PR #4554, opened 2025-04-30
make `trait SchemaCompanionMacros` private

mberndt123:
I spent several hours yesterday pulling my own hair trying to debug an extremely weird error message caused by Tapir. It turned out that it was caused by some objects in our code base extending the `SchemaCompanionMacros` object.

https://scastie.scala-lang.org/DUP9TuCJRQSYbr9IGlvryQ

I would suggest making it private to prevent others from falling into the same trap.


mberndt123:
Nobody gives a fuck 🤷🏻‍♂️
● ● ● ●
● **Your task**
All the records above are to be reproduced exactly.

● **Solution for this task**
PR #4554, opened 2025-04-30
make `trait SchemaCompanionMacros` private

mberndt123:
I spent several hours yesterday pulling my own hair trying to debug an extremely weird error message caused by Tapir. It turned out that it was caused by some objects in our code base extending the `SchemaCompanionMacros` object.

https://scastie.scala-lang.org/DUP9TuCJRQSYbr9IGlvryQ

I would suggest making it private to prevent others from falling into the same trap.


mberndt123:
Nobody gives a fuck 🤷🏻‍♂️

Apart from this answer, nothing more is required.